■ What you need to do ■
Find the word "blocks" in the listing; pull out each line holding it.

■ Records for the task ■
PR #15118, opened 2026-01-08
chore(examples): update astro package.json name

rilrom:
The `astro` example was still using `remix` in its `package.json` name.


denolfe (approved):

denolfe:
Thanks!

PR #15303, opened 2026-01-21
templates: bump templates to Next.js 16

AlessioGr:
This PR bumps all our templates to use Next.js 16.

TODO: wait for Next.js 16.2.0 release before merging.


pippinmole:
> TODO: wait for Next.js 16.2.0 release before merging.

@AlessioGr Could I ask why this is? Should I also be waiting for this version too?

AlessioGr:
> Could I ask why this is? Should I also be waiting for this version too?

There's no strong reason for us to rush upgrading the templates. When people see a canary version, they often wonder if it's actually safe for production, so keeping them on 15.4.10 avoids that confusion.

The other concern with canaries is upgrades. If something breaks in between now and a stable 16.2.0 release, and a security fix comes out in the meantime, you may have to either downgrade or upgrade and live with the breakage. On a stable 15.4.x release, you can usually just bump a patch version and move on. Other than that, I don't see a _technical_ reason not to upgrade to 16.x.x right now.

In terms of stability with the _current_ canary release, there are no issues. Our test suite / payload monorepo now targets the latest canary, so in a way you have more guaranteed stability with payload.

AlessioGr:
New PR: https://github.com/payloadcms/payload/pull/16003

* * *

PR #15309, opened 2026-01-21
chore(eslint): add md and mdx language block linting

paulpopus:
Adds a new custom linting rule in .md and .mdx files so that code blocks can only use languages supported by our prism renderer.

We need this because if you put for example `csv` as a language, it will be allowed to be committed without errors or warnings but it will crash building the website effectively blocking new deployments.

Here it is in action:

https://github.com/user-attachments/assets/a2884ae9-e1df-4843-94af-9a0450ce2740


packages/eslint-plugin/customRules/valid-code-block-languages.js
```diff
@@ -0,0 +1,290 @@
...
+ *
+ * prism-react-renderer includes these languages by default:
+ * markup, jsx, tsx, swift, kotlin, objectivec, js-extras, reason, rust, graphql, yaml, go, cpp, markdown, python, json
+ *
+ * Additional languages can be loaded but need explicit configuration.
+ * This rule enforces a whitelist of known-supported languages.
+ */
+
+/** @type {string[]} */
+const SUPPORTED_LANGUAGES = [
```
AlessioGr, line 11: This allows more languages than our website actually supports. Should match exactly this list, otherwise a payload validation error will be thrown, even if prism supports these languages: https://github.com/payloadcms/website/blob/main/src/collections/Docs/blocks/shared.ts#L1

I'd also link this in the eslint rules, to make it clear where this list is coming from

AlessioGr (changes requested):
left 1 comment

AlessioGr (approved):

==

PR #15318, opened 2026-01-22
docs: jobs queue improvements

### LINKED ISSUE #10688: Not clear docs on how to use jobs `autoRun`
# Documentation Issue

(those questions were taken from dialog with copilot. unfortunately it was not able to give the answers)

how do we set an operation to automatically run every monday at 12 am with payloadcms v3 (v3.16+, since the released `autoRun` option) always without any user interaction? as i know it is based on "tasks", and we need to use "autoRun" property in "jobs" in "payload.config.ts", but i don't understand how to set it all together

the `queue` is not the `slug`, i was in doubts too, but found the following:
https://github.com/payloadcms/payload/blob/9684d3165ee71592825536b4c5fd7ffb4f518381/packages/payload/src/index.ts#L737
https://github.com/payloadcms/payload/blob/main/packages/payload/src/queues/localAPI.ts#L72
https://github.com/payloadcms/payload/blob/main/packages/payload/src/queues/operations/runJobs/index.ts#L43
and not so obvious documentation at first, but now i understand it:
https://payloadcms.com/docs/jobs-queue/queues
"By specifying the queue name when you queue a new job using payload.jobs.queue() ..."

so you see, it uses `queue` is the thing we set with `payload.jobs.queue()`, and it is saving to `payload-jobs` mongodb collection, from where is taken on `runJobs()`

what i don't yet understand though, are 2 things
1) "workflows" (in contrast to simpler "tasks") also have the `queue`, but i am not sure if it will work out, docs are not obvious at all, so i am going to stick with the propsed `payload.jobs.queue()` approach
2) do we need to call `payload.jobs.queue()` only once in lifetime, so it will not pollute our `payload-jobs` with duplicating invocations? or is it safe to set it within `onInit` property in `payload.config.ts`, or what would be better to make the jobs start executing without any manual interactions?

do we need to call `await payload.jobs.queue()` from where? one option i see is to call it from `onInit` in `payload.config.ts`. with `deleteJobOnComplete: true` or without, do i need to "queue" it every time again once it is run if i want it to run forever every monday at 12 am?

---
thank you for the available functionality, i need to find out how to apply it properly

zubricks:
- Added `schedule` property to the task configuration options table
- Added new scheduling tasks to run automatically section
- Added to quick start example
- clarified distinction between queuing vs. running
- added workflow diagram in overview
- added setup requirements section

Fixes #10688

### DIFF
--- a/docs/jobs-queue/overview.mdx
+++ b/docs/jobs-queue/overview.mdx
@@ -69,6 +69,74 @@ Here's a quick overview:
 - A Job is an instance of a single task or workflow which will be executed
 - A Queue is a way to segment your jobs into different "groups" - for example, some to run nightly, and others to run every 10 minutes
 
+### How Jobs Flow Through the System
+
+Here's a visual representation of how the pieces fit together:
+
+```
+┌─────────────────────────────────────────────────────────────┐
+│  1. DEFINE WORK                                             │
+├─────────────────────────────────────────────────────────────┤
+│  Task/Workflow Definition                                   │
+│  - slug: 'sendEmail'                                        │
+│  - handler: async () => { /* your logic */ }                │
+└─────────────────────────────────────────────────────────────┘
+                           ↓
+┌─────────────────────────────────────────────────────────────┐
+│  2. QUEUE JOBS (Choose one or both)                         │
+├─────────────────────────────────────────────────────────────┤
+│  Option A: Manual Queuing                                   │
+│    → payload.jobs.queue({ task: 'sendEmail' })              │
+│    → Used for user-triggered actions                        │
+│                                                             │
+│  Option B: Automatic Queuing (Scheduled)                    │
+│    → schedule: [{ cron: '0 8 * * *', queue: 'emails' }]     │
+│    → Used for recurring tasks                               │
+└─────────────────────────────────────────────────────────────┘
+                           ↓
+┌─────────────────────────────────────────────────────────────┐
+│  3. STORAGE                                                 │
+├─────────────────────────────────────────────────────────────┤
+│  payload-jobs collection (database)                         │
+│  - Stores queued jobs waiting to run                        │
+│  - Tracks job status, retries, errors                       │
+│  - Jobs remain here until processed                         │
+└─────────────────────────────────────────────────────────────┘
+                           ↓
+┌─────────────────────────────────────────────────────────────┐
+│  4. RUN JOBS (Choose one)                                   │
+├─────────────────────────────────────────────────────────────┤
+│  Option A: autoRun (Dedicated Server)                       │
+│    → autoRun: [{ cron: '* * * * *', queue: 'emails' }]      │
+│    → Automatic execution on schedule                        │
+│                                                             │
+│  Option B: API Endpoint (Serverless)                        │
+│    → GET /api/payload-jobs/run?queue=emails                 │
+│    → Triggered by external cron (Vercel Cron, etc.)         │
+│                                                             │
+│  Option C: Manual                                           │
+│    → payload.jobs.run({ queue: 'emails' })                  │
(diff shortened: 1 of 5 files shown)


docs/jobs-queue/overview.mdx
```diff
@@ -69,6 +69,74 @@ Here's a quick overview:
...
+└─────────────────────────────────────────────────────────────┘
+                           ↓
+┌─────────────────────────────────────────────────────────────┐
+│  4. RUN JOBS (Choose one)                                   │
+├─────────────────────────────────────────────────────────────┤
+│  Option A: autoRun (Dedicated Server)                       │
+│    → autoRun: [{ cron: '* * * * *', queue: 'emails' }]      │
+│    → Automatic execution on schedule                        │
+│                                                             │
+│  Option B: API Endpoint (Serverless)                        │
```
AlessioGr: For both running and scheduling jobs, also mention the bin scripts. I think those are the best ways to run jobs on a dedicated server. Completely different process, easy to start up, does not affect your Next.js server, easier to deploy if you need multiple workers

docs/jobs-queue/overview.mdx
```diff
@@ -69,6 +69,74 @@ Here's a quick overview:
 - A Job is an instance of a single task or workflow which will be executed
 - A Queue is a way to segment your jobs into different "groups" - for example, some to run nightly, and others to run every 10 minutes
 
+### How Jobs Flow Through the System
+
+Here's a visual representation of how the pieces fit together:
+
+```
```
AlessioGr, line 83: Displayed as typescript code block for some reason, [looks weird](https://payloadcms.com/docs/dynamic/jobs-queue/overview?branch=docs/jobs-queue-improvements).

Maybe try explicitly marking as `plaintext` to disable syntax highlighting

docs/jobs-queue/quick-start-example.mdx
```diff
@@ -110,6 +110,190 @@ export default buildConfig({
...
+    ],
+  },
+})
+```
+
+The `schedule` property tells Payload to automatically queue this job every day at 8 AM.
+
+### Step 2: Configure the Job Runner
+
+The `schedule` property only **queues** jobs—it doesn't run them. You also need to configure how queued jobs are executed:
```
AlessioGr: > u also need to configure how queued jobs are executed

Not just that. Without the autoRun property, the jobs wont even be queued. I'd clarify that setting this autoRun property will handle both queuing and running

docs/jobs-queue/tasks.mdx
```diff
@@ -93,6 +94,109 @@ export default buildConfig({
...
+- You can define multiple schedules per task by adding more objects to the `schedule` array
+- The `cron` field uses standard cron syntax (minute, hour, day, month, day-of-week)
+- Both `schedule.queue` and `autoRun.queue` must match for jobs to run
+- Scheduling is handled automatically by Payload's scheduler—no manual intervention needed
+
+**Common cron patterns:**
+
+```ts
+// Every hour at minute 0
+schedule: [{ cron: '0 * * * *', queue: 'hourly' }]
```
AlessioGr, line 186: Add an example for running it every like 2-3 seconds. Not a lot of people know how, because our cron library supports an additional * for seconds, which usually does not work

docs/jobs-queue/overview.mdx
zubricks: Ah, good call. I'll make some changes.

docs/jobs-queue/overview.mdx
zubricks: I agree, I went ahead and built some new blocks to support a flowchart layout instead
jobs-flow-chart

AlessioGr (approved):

■ Solved problem ■
Adds a new custom linting rule in .md and .mdx files so that code blocks can only use languages supported by our prism renderer.
AlessioGr, line 11: This allows more languages than our website actually supports. Should match exactly this list, otherwise a payload validation error will be thrown, even if prism supports these languages: https://github.com/payloadcms/website/blob/main/src/collections/Docs/blocks/shared.ts#L1
zubricks: I agree, I went ahead and built some new blocks to support a flowchart layout instead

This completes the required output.